Speaking Feb. 13 at Airbus’s annual press conference in Toulouse, Frane, Airbus Group CEO Guillaume Faury described the helicopter division’s performance as “strong, especially given the weak market.” Airbus Helicopters has increased its market share despite adverse conditions, he said. The company delivered 332 rotorcraft in 2019, representing 54 percent of the market in units, Airbus claimed.
The company received a net 310 orders, which was a decline of 19 percent from the previous year. The book-to-bill ratio was above 1:1 in value, despite the weaker orders. In average, higher-value helicopters were ordered, including 25 H225M Super Pumas, 23 NH90s (Airbus is a partner in the program) and 10 of the upcoming medium H160.

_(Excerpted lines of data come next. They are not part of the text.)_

PR #583, opened 2021-11-12
Add README and restart burst limit to service file

tarrenj:
Add a 30 second delay before restarting the service after a failure and
prevents additional restarts after 5 attempts.

Add some basic usage/installation instructions for the Systemd service
file to the README.md within the example service file directory.

Change `After=` to nss-lookup for when hostnames are in the nebula config file.

### DIFF
--- a/examples/service_scripts/README.md
+++ b/examples/service_scripts/README.md
@@ -1,0 +1,10 @@
+## Systemd:
+1. `# cp nebula.service /lib/systemd/system/`
+1. `# systemctl daemon-reload`
+1. Automatically start at boot (if desired):
+`# systemctl enable nebula.service`
+1. Start immediatly:
+`# systemctl start nebula.service`
+
+## Initd:
+##todo##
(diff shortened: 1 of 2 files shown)


tarrenj:
This is a continuation/resolution of #580.

tarrenj:
Also see #522, waiting for `nss-lookup.target` will ensure hostnames resolve before Nebula starts up.

johnmaguire:
I don't think we should recommend copying the systemd unit to `/lib` - that's where system-installed scripts go. User-installed ones belong in `/etc`. :)

I think also we do not need the TODO bit about initd in the README. I'd maybe eschew the README altogether as we really prefer people install from their system package manager if possible. For users who have other goals, we kind of expect they know how to install service files, or can figure it out.

The other systemd unit file changes are more interesting, and possibly worth considering. Maybe you can update the PR to just include those changes?

johnmaguire:
The most important changes seem to have already landed: https://github.com/slackhq/nebula/blob/master/examples/service_scripts/nebula.service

The H125 and H145 remain at the top in units ordered, with 130 and 91 orders in 2019, respectively. The H175 super medium twin, despite being the newest design in Airbus Helicopters’ range of certified aircraft, received a mere four orders.
“The increased contribution from support and services and key wins in the military sector in 2019 underline the importance of our robust business model,” said Bruno Even, CEO of Airbus Helicopters, in a press release announcing the results. He characterized the civil and parapublic market as “challenging.” Faury emphasizes “good prospects in defense” and also wants to “capture growth in services” in 2020.
In 2019, military revenues were dominant, at 55 percent. Services contributed 43 percent to the company’s total revenues. On the civil side, for instance, HCare contracts were signed for an additional 250 helicopters.
As of Dec. 31, 2019, the backlog stood at 695, almost stable from one year before. Revenues slightly improved, at €6 billion ($6.6 billion). The profit margin, calculated from adjusted earnings before interest and taxes, reached seven percent.